Wenn wir also meinen, dass wir die Welt verändern oder gar retten können, indem wir uns ausschliesslich auf das konzentrieren, was wir konsumieren, dann haben wir es nicht begriffen. So sind wir nämlich nur ein weiterer Teil der Nachfrage, ein potenzielles Millionengeschäft für Nestlé, Unilever und Co., welche sowohl die Umwelt massiv zerstören als auch Menschenrechte stark verletzen. Wir werden auch nicht viel erreichen, indem wir der Regierung vertrauen. Wir brauchen auch nicht einfach mehr Elektroautos (liebe glp). Was wir brauchen, ist ein Systemwandel! Wir müssen weg vom umweltzerstörenden, ausbeuterischen und irreführenden Kapitalismus und hin zu einer solidarischen, bedarfsorientierten Wirtschaft! Eine wirkungsvolle Veränderung ist nur, wirklich NUR mit einer radikalen Umstrukturierung oder sogar Neustrukturierung der Wirtschaft zu erreichen.
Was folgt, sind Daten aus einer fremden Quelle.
PR #309, opened 2021-09-28
TL/UCP: add one-sided collective support

wfaderhold21:
## What
This PR will provide the necessary communication support for one-sided collectives in the TL/UCP component.

## Why ?
Currently, there is support for two-sided collectives. This provides support for one-sided collectives that will map to PGAS programming models including OpenSHMEM.

PR #374, opened 2021-12-17
TEST/GTEST: adds onesided alltoall test

wfaderhold21:
## What
Adds some onesided and onesided alltoall unit tests

## Why ?
This adds the tests missing from PR #309 and #323.

### DIFF
--- a/test/gtest/common/test_ucc.cc
+++ b/test/gtest/common/test_ucc.cc
@@ -42,7 +42,7 @@ UccProcess::~UccProcess()
     EXPECT_EQ(UCC_OK, ucc_context_destroy(ctx_h));
     EXPECT_EQ(UCC_OK, ucc_finalize(lib_h));
     if (ctx_params.mask & UCC_CONTEXT_PARAM_FIELD_MEM_PARAMS) {
-        for (auto i = 0; i < 3; i++) {
+        for (auto i = 0; i < UCC_TEST_N_MEM_SEGMENTS; i++) {
             ucc_free(onesided_buf[i]);
         }
     }
@@ -405,7 +405,7 @@ void proc_context_create_mem_params(UccProcess_h proc, int id,
     ucc_status_t         status;
     ucc_context_config_h ctx_config;
     std::stringstream    err_msg;
-    ucc_mem_map_t        map[3];
+    ucc_mem_map_t        map[UCC_TEST_N_MEM_SEGMENTS];
 
     status = ucc_context_config_read(proc->lib_h, NULL, &ctx_config);
     if (status != UCC_OK) {
@@ -428,7 +428,7 @@ void proc_context_create_mem_params(UccProcess_h proc, int id,
     proc->ctx_params.oob.n_oob_eps         = ta->n_procs;
     proc->ctx_params.oob.oob_ep            = id;
     proc->ctx_params.mem_params.segments   = map;
-    proc->ctx_params.mem_params.n_segments = 3;
+    proc->ctx_params.mem_params.n_segments = UCC_TEST_N_MEM_SEGMENTS;
     status = ucc_context_create(proc->lib_h, &proc->ctx_params, ctx_config,
                                 &proc->ctx_h);
     ucc_context_config_release(ctx_config);
--- a/test/gtest/common/test_ucc.cc
+++ b/test/gtest/common/test_ucc.cc
@@ -414,7 +414,7 @@ void proc_context_create_mem_params(UccProcess_h proc, int id,
     }
     for (auto i = 0; i < UCC_TEST_N_MEM_SEGMENTS; i++) {
         proc->onesided_buf[i] =
-            ucc_malloc(UCC_TEST_MEM_SEGMENT_SIZE, "onesided_buffer");
+            ucc_calloc(UCC_TEST_MEM_SEGMENT_SIZE, 1, "onesided_buffer");
         EXPECT_NE(proc->onesided_buf[i], nullptr);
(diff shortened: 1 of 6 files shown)


Sergei-Lebedev:
ok to test

Sergei-Lebedev:
bot:retest

Sergei-Lebedev (approved):

test/gtest/common/test_ucc.cc
```diff
@@ -391,13 +399,60 @@ void proc_context_create(UccProcess_h proc, int id, ThreadAllgather *ta, bool is
     throw std::runtime_error(err_msg.str());
 }
 
+void proc_onesided_context_create(UccProcess_h proc, int id,
```
vspetrov, line 402: the name "proc_onesided_context_create" is misleading imho. I would rather called it proc_context_create_mem_params

test/gtest/common/test_ucc.cc
```diff
@@ -391,13 +399,60 @@ void proc_context_create(UccProcess_h proc, int id, ThreadAllgather *ta, bool is
...
+    ucc_context_config_h ctx_config;
+    std::stringstream    err_msg;
+    ucc_mem_map_t        map[3];
+
+    status = ucc_context_config_read(proc->lib_h, NULL, &ctx_config);
+    if (status != UCC_OK) {
+        err_msg << "ucc_context_config_read failed";
+        goto exit_err;
+    }
+    for (auto i = 0; i < 3; i++) {
```
vspetrov, line 415: i don't like 3 and 1<<20 being hardcoded and used in multiple places. Lets define macros: UCC_TEST_N_MEM_SEGMENTS, UCC_TEST_MEM_SEGMENT_SIZE

test/gtest/core/test_alltoall.cc
```diff
@@ -64,6 +64,66 @@ class test_alltoall : public UccCollArgs, public ucc::test
...
+        ctxs.resize(nprocs);
+        for (auto i = 0; i < nprocs; i++) {
+            ucc_coll_args_t *coll =
+                (ucc_coll_args_t *)calloc(1, sizeof(ucc_coll_args_t));
+
+            ctxs[i] =
+                (gtest_ucc_coll_ctx_t *)calloc(1, sizeof(gtest_ucc_coll_ctx_t));
+            ctxs[i]->args = coll;
+
+            sbuf        = job->procs[i]->onesided_buf[0];
```
vspetrov, line 83: Is this correct - taking procs[i] ?
The team being tested can be arbitrary subset of Job: e.g., job size is 15 ranks, and team consists of ranks (1,3,5,7,9). Then, the nprocs here is team size = 5, but actual processes from job should be job->procs[1], [3], [5], [7], [9] and so on.

vspetrov (changes requested):

test/gtest/common/test_ucc.cc
wfaderhold21: done

test/gtest/common/test_ucc.cc
wfaderhold21: done

test/gtest/core/test_alltoall.cc
wfaderhold21: You're correct, the code was incorrect. 

I've updated the code to use the team instead of the job. I believe that should be correct.

test/gtest/core/test_alltoall.cc
```diff
@@ -35,35 +42,56 @@ class test_alltoall : public UccCollArgs, public ucc::test
...
-                coll->mask  |= UCC_COLL_ARGS_FIELD_FLAGS;
-                coll->flags |= UCC_COLL_ARGS_FLAG_IN_PLACE;
-                UCC_CHECK(ucc_mc_memcpy(coll->dst.info.buffer, ctxs[i]->init_buf,
-                                        ucc_dt_size(dtype) * single_rank_count * nprocs,
-                                        mem_type, UCC_MEMORY_TYPE_HOST));
+            if (is_onesided) {
+                sbuf        = team->procs[i].p->onesided_buf[0];
+                rbuf        = team->procs[i].p->onesided_buf[1];
+                work_buf    = (long *)team->procs[i].p->onesided_buf[2];
+                work_buf[0] = -1; /* initialize for onesided a2a algorithm */
```
vspetrov, line 55: @wfaderhold21 why this initialization to -1 is required? is it generic requirement for the user if onesided "work_buf" is provided or is it gtest specific?

wfaderhold21: @vspetrov It's a generic requirement. The a2a algorithm is expecting the value to start at -1.

vspetrov: @manjugv looks like this is then part of API/behavior which needs to be documented. Also i think we must have special constant for that (similar to shmem) instead of "-1" value.

manjugv: @wfaderhold21 "-1" might be an odd choice. Should we define a constant instead like we do in SHMEM?

wfaderhold21: @vspetrov @manjugv I've added a line in the API stating that the buffer must be initialized to 0 and updated a2a code to match. Is this sufficient?

manjugv: As discussed offline, If "0" works for all the use-cases, this is the least intrusive way to do it, IMO. @vspetrov does this work for you?

vspetrov: it does for me

vspetrov (approved):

Wenn wir das nächste Mal also System Change, not Climate Change rufen, seien wir uns bewusst, was dies wirklich bedeutet. Wenn jemand die Parole Anticapitalista schreit, lasst uns mit einstimmen, denn der Zusammenhang ist nicht erfunden! Auch soll der Zusammenhang nicht verunsichern, lediglich soll er Wahrheiten an die Öffentlichkeit bringen, von denen in der Politik nicht gesprochen wird. Lasst uns nicht den Profit, sondern den Menschen und die Natur in das Zentrum unserer Wirtschaft stellen! Für die 99% der Menschen!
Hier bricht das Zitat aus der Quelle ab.